A start-up company means a personal company incorporated under the Companies Act, 2013. Start-up companies can issue equity or equity-linked instruments or debt instruments to Foreign Venture Capital Investor (FVCI) against receipt of foreign remittance as per FEMA regulation. Additionally, start-ups can issue convertible notes to an individual resident outside India subject following conditions:
1) A private resident outside India (other than an individual who may be a citizen of Pakistan or Bangladesh or an entity that’s registered/incorporated in Pakistan or Bangladesh) may purchase convertible notes issued by an Indian start-up company for a variety of twenty-five lakh rupees or more during a single tranche.
2) A start-up company engaged during a sector where foreign investment requires government approval may issue convertible notes to a non-resident only with government approval.
3) A start-up company issuing convertible notes to an individual resident outside India shall receive the quantity of consideration by inward remittance through banking channels or by debit to NRE/FCNR(B)/ escrow account maintained by the person concerned in accordance with Foreign Exchange Management (Deposit) Regulations, 2016. Provided such escrow account shall be closed immediately after the wants are completed or within six months whichever is earlier.

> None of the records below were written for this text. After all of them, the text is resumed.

PR #965, opened 2025-02-12
[SC-6621] Add custom replace filter to Jinja templating and corresponding tests

vincent0426:
this could solve the replace problem, however, while running `re_act_agent` https://app.vellum.ai/workflow-sandboxes/795d7568-bac5-4430-bdf0-e01c97b17110 

there is another err that seems to be related to the map item, since changing `replace` to `tojson` will produce the same err
`Error: WorkflowError(message='list assignment index out of range', code=<WorkflowErrorCode.INTERNAL_ERROR: 'INTERNAL_ERROR'>)`

### DIFF
--- a/src/vellum/utils/templating/render.py
+++ b/src/vellum/utils/templating/render.py
@@ -50,10 +50,9 @@ def render_sandboxed_jinja_template(
             "cls": DefaultStateEncoder,
         }
 
+        environment.filters["replace"] = custom_replace
         if jinja_custom_filters:
             environment.filters.update(jinja_custom_filters)
-
-        environment.filters["replace"] = custom_replace
 
         jinja_template = environment.from_string(template)
 
--- a/src/vellum/utils/templating/render.py
+++ b/src/vellum/utils/templating/render.py
@@ -1,8 +1,9 @@
 import json
-from typing import Any, Callable, Dict, Optional, Union
+from typing import Any, Dict, Optional
 
 from jinja2.sandbox import SandboxedEnvironment
 
+from vellum.utils.templating.constants import FilterFunc
 from vellum.utils.templating.exceptions import JinjaTemplateError
 from vellum.workflows.state.encoder import DefaultStateEncoder
 
@@ -18,7 +19,7 @@ def render_sandboxed_jinja_template(
     *,
     template: str,
     input_values: Dict[str, Any],
-    jinja_custom_filters: Optional[Dict[str, Callable[[Union[str, bytes]], bool]]] = None,
+    jinja_custom_filters: Optional[Dict[str, FilterFunc]] = None,
     jinja_globals: Optional[Dict[str, Any]] = None,
 ) -> str:
     """Render a Jinja template within a sandboxed environment."""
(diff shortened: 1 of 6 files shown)


src/vellum/workflows/nodes/core/templating_node/tests/test_templating_node.py
```diff
@@ -193,3 +194,29 @@ class UnionTemplateNode(TemplatingNode[BaseState, Union[float, int]]):
 
     # THEN it should correctly parse as a float
     assert outputs.result == 42.5
+
+
+def test_templating_node__replace_filter():
+    # GIVEN a templating node that outputs a complex object
+    class ReplaceFilterTemplateNode(TemplatingNode[BaseState, Json]):
+        template = """{{- prompt_outputs | selectattr(\'type\', \'equalto\', \'FUNCTION_CALL\') \
```
vincent0426, line 202: splitting to avoid flake

vincent0426:
[blocking] `Error: WorkflowError(message='list assignment index out of range', code=<WorkflowErrorCode.INTERNAL_ERROR: 'INTERNAL_ERROR'>)`

src/vellum/utils/templating/render.py
```diff
@@ -14,6 +14,27 @@ def finalize(obj: Any) -> str:
     return str(obj)
 
 
+def custom_replace(s, old, new):
+    """
+    Custom replace filter that uses DefaultStateEncoder for conversion
+    """
+    import json
+
+    from vellum.workflows.state.encoder import DefaultStateEncoder
```
dvargasfuertes: [nit] Why are we importing here instead of using the ones above?

src/vellum/utils/templating/render.py
```diff
@@ -14,6 +14,27 @@ def finalize(obj: Any) -> str:
...
+
+    def encode(obj):
+        try:
+            return json.dumps(obj, cls=DefaultStateEncoder)
```
dvargasfuertes: [blocking] I don't think we _always_ want to do the json dumps - a string will go from `"hello"` to `'"hello"'`. We likely want to have the same `if not isinstance()` check

src/vellum/utils/templating/render.py
```diff
@@ -35,6 +56,8 @@ def render_sandboxed_jinja_template(
         if jinja_custom_filters:
             environment.filters.update(jinja_custom_filters)
 
+        environment.filters["replace"] = custom_replace
```
dvargasfuertes: [blocking] let's move this above `jinja_custom_filters` to let the user provide their own if so inclined

src/vellum/utils/templating/render.py
```diff
@@ -14,6 +14,25 @@ def finalize(obj: Any) -> str:
     return str(obj)
 
 
+def custom_replace(s, old, new):
+    """
+    Custom replace filter that uses DefaultStateEncoder for conversion
+    """
+
+    def encode(obj):
```
dvargasfuertes: [blocking] I think `str` returns `None` instead of itself

I'm surprised that mypy didn't ask for types here. I'd be a fan of this method being pulled out and adding type hints to both

vincent0426:
@dvargas92495 I found that there's a custom filter folder so I refactor to stay consistent with it, also add some test

dvargas92495 (approved):
💥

4) NRI’s may acquire convertible notes on non-repatriation.
5) An individual resident outside India may acquire or transfer, by way of sale, convertible notes, from or to an individual resident in or outside India provided the transfer takes place in accordance with the pricing guidelines as prescribed by RBI. Prior approval from the govt shall be obtained for such transfers just in case the start-up company is engaged during a sector during which government approval is required.

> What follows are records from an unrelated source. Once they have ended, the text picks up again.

PR #1067, opened 2025-02-28
Support single orphaned terminal node referenced by workflow outputs

dvargas92495:
Solves an issue a customer ran into where they had an orphaned terminal node that wouldn't codegen as an unused graph


marlenc3 (commented):
✅

NgoHarrison (commented):
✅

vincent0426:
✅ 
do some refactor in #1079

PR #1070, opened 2025-02-28
Remove the add Workflow Edges method on workflow context

dvargas92495:
Last refactor needed before I tackle: https://github.com/vellum-ai/vellum-python-sdks/pull/1067

This method on workflow context was only ever used in tests. It's a dangerous method for consumers to interact with as it distorts the original user supplied data. So this PR removes it

### DIFF
--- a/ee/codegen/src/context/workflow-context/workflow-context.ts
+++ b/ee/codegen/src/context/workflow-context/workflow-context.ts
@@ -429,10 +429,6 @@ export class WorkflowContext {
     return mlModel.name;
   }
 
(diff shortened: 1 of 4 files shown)


ee/codegen/src/context/workflow-context/workflow-context.ts
```diff
@@ -429,10 +429,6 @@ export class WorkflowContext {
     return mlModel.name;
   }
 
-  public addWorkflowEdges(edges: WorkflowEdge[]): void {
-    this.workflowRawData.edges.push(...edges);
-  }
-
```
dvargasfuertes, line 435: Main goal of the PR

PR #1071, opened 2025-02-28
Forward 4xx errors from execute code API instead of internal error

dvargas92495:
A bug in the user's code should not be flagged by us as an internal server error


marlenc3 (commented):
✅

NgoHarrison (commented):
✅

PR #1073, opened 2025-02-28
Move WorkflowEventDisplayContext into open source directory for use within workflow.execution.initiated

dvargas92495:
This moves us one step closer to moving the initiated event for the workflow server to the entry of the method

### DIFF
--- a/ee/vellum_ee/workflows/display/types.py
+++ b/ee/vellum_ee/workflows/display/types.py
@@ -1,9 +1,8 @@
 from dataclasses import dataclass, field
-from uuid import UUID
 from typing import TYPE_CHECKING, Dict, Generic, Tuple, Type, TypeVar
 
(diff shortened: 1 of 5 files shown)


ee/vellum_ee/workflows/display/types.py
```diff
@@ -1,9 +1,8 @@
 from dataclasses import dataclass, field
-from uuid import UUID
 from typing import TYPE_CHECKING, Dict, Generic, Tuple, Type, TypeVar
 
-from vellum.client.core import UniversalBaseModel
 from vellum.workflows.descriptors.base import BaseDescriptor
+from vellum.workflows.events.workflow import WorkflowEventDisplayContext  # noqa: F401
```
dvargasfuertes, line 5: Keeping this here to prevent a breaking change during a patch release

marlenc3 (approved):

6) The start-up company issuing convertible notes shall be required to furnish reports as prescribed by RBI.

Conclusion

We studied above briefly the sectors during which the FDI permitted and also how a start-up can leverage these regulations to their growth. The govt of India recently has really been very active in forming, amending, and modifying acts, rules, and exemptions, thus, allowing and permitting FDI in these sectors is one of its such initiatives.